* [Information shown]
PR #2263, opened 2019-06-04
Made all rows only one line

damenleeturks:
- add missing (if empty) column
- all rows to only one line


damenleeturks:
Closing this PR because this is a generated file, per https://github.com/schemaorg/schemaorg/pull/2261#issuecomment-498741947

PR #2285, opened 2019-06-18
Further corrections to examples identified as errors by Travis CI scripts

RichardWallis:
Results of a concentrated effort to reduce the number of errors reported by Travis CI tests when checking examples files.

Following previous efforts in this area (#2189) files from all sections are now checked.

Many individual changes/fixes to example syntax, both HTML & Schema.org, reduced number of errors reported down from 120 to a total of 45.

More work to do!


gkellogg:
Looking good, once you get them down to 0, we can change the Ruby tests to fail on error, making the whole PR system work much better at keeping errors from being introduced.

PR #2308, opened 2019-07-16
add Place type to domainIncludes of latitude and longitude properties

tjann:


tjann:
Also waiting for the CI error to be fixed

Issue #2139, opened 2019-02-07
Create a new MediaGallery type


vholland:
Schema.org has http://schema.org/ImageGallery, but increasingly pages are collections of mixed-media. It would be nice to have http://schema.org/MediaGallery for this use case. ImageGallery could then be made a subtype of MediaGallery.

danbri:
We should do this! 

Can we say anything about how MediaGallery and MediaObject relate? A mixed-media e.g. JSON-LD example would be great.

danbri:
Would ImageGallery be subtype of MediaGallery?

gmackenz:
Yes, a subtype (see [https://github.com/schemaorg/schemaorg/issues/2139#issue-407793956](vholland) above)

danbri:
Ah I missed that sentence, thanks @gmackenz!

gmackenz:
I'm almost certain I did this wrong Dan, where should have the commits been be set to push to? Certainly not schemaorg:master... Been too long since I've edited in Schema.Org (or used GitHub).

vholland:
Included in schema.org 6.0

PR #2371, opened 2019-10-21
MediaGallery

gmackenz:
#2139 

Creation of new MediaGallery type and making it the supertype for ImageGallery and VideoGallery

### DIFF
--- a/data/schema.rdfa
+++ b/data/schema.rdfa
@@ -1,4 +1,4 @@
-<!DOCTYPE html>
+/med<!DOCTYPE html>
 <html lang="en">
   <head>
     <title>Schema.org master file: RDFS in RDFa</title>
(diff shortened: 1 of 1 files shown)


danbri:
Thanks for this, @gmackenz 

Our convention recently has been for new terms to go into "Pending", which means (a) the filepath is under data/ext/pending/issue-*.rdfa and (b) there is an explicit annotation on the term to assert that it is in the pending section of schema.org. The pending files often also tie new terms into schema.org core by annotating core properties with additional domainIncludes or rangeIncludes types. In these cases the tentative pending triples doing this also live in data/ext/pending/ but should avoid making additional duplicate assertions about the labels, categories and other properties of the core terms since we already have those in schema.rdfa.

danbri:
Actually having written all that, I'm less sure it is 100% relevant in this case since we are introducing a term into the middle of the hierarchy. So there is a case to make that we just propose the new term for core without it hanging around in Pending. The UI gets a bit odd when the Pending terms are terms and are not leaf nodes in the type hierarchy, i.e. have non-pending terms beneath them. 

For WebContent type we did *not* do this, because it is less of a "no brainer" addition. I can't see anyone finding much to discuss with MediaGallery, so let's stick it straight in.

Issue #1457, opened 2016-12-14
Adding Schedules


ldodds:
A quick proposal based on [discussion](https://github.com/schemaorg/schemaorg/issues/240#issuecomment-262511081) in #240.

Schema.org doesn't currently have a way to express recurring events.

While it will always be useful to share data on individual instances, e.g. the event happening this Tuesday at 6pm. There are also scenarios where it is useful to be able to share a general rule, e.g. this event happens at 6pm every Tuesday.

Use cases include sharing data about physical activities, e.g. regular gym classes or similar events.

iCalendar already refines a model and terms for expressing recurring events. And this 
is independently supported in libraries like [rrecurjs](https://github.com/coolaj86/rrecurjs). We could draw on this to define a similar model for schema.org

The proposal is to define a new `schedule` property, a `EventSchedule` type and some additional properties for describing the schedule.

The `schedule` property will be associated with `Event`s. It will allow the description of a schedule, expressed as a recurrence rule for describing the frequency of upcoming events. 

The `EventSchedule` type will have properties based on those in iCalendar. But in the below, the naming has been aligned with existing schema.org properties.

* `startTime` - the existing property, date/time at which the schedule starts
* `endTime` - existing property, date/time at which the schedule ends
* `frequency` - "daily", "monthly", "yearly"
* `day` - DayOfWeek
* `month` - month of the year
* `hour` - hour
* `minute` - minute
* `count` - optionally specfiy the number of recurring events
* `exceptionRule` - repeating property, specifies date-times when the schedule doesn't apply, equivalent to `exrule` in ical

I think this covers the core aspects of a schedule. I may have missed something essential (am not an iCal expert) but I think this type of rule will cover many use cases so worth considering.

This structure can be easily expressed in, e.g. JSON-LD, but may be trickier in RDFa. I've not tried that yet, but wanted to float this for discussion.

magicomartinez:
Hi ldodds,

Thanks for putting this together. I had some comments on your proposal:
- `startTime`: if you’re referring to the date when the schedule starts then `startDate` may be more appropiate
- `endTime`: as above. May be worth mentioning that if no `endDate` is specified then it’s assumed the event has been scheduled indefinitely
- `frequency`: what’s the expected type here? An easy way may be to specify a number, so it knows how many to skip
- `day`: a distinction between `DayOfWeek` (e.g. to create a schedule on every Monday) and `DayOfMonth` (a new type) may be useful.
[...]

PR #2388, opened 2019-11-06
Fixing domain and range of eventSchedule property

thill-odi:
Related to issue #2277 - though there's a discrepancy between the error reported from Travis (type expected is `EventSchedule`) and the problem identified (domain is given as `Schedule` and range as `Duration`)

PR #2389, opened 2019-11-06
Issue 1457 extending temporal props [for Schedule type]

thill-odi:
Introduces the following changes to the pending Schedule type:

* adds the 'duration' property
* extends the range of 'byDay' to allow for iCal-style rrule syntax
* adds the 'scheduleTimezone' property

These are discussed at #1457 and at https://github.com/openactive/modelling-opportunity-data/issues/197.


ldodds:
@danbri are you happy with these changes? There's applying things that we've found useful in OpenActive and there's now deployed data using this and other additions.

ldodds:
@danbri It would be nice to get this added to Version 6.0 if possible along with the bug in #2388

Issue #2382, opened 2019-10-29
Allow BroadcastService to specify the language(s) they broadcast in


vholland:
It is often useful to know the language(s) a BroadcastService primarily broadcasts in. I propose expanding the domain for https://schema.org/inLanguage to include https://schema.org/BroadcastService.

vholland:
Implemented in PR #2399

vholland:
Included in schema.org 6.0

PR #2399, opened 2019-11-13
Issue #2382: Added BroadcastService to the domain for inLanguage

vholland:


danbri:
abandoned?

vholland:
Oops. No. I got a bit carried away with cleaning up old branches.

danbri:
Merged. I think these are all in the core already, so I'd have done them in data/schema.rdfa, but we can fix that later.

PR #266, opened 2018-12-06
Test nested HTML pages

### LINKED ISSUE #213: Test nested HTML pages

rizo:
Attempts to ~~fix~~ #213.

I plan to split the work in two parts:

* * *

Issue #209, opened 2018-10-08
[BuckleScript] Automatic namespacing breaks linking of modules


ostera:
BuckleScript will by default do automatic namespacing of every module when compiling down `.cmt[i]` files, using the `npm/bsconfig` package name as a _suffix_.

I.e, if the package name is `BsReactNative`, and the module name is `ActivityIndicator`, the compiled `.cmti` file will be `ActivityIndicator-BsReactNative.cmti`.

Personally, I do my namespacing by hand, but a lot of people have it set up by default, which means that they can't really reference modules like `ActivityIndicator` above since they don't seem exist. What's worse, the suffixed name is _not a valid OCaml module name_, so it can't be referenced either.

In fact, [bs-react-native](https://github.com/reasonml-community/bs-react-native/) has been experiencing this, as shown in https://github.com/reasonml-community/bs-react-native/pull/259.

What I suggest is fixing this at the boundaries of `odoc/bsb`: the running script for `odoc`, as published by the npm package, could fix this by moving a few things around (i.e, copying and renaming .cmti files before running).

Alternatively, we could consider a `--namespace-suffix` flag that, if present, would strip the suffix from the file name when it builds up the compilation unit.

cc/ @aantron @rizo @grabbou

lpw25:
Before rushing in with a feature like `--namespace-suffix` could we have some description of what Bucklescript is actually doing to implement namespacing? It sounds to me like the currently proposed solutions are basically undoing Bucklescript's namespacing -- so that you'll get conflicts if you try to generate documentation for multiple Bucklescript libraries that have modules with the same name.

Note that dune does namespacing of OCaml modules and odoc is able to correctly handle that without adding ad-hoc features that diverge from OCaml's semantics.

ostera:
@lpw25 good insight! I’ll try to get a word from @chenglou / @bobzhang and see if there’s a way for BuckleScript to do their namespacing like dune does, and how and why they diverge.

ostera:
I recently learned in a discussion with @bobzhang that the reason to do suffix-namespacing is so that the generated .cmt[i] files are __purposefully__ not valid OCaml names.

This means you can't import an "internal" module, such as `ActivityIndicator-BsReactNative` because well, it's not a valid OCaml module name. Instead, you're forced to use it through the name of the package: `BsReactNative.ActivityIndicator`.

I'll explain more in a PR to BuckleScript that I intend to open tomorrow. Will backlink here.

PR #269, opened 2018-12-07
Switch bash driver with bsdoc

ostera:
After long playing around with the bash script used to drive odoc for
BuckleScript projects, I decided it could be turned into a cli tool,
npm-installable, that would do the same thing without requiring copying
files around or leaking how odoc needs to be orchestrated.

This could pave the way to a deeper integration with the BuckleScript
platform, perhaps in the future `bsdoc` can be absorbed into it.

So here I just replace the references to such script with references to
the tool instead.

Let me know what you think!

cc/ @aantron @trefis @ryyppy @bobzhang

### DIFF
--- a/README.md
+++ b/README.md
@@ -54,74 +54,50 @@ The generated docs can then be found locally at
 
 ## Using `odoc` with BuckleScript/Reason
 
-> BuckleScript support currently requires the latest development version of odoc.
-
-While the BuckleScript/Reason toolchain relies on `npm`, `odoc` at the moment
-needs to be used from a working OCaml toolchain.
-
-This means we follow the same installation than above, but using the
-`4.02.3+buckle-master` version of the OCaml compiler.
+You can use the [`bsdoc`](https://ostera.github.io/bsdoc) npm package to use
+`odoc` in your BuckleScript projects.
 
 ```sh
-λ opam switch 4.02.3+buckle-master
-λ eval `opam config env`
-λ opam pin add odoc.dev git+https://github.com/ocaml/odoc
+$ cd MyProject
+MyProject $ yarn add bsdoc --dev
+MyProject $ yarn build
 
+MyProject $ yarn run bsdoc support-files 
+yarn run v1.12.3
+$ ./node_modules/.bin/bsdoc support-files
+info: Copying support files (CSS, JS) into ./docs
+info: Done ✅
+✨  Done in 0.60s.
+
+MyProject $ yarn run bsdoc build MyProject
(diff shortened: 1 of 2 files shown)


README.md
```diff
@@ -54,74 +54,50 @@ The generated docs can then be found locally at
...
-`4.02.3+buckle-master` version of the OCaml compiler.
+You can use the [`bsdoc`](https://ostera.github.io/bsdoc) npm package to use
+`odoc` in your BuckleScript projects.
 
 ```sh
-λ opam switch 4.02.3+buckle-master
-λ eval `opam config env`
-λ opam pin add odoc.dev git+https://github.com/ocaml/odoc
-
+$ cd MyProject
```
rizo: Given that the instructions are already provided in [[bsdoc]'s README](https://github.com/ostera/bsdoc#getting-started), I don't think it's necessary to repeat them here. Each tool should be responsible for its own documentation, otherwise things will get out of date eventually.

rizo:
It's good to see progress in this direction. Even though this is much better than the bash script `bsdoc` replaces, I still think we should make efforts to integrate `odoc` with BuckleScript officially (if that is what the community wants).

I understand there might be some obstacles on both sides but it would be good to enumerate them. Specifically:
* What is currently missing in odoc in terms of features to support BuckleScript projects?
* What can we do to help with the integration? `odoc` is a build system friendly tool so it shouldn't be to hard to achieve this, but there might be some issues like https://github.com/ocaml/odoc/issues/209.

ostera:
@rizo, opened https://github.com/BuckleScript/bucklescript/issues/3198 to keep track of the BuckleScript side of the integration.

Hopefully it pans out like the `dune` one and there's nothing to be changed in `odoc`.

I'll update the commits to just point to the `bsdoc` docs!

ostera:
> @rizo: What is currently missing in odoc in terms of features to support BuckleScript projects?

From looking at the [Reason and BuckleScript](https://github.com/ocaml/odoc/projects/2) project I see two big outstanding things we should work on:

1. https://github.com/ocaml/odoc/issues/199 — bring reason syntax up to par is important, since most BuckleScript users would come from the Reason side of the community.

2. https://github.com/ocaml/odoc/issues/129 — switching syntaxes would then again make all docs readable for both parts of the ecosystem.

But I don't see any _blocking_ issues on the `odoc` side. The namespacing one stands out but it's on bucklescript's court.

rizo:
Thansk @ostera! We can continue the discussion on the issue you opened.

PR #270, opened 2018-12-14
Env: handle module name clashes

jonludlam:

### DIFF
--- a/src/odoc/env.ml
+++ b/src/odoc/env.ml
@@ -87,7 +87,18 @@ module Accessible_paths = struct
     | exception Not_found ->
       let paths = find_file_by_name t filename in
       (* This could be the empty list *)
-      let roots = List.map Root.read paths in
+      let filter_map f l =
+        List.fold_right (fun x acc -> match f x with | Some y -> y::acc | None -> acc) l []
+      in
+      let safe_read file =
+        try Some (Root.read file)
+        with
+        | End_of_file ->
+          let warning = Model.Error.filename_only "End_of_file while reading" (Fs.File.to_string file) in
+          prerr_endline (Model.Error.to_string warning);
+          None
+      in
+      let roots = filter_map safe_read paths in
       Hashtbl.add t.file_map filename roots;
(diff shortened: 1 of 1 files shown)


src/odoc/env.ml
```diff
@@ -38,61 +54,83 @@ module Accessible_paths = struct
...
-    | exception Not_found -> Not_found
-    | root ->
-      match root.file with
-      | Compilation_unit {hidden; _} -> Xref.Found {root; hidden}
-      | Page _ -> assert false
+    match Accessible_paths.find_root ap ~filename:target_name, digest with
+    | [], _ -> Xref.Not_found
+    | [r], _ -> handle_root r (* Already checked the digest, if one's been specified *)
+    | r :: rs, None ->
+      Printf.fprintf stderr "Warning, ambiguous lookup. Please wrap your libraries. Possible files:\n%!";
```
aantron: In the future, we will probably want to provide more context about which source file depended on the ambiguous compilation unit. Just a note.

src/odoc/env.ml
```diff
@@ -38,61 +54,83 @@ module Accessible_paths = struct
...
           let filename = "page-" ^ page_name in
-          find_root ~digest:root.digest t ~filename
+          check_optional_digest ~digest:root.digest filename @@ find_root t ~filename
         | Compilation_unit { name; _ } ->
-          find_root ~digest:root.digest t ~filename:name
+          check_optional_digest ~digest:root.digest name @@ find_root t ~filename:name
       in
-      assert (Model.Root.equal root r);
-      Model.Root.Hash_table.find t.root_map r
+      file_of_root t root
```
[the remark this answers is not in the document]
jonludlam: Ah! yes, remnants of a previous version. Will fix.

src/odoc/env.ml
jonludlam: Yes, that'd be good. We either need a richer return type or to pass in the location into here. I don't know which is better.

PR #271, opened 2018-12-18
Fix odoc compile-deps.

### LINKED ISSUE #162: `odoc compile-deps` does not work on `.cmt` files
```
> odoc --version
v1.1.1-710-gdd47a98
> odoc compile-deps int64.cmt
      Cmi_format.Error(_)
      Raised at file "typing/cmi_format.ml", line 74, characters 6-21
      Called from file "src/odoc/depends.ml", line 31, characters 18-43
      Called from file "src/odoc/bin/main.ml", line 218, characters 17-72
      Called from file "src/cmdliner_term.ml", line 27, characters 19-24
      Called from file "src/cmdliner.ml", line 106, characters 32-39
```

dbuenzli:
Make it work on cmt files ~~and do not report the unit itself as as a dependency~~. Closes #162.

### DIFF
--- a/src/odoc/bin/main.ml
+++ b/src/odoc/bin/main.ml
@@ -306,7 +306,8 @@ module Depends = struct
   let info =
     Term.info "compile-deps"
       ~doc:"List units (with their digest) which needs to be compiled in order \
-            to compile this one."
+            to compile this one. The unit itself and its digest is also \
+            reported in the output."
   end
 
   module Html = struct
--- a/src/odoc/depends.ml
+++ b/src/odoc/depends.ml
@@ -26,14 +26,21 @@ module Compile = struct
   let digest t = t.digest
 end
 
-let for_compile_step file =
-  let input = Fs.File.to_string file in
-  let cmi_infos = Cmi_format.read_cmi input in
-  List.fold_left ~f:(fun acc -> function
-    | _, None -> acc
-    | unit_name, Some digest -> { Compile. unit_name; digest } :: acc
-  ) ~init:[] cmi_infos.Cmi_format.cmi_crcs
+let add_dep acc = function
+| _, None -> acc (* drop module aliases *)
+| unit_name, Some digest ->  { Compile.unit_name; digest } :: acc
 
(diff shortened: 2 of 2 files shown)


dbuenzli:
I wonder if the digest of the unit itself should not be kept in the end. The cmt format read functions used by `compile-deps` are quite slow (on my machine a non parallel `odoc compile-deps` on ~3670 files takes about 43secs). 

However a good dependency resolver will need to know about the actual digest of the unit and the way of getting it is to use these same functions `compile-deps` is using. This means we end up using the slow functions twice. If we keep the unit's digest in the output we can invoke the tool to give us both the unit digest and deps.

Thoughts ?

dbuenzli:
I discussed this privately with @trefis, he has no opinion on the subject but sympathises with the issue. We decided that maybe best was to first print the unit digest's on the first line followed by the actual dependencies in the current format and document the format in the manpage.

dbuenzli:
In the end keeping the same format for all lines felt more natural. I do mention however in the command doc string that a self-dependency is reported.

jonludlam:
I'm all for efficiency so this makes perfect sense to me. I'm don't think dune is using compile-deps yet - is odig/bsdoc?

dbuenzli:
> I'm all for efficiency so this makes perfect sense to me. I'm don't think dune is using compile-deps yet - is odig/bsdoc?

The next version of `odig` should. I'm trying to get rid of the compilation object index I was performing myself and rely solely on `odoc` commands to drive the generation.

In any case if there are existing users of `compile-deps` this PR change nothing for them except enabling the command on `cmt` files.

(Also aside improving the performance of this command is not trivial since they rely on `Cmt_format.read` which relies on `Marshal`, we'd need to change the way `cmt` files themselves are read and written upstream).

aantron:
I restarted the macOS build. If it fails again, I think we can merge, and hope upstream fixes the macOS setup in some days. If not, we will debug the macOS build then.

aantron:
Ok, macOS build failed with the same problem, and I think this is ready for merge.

* * *

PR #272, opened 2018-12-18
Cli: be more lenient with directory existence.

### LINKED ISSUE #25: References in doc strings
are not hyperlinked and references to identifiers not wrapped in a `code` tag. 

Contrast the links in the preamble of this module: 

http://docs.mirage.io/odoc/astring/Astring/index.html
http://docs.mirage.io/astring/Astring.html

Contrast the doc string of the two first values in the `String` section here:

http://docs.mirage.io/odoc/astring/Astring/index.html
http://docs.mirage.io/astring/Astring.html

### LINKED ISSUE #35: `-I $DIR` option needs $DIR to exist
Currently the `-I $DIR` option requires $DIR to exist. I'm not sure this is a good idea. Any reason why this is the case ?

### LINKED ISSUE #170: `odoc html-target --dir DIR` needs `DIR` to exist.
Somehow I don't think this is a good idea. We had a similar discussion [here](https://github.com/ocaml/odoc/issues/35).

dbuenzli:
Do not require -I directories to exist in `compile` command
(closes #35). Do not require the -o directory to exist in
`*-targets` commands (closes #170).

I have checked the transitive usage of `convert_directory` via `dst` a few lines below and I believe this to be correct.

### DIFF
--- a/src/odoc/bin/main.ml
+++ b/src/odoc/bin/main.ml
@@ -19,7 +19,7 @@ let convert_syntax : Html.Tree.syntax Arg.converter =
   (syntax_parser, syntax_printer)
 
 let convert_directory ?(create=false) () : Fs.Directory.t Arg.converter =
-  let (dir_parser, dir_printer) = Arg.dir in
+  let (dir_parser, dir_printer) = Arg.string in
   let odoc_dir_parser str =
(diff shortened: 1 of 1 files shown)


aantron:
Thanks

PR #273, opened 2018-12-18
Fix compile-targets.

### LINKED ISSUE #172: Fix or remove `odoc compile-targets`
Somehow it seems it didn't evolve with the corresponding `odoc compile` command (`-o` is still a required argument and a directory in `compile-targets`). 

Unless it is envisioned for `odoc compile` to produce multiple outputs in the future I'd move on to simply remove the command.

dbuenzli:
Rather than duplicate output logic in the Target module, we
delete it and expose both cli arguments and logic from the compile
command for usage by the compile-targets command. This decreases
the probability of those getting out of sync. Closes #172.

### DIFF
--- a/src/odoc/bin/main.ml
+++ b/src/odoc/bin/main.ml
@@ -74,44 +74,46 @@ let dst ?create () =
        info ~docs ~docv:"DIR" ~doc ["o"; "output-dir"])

* [Task directions] Some lines above hold the word "keeping". Copy all of them.

* [Solved exercise]
Looking good, once you get them down to 0, we can change the Ruby tests to fail on error, making the whole PR system work much better at keeping errors from being introduced.
In the end keeping the same format for all lines felt more natural. I do mention however in the command doc string that a self-dependency is reported.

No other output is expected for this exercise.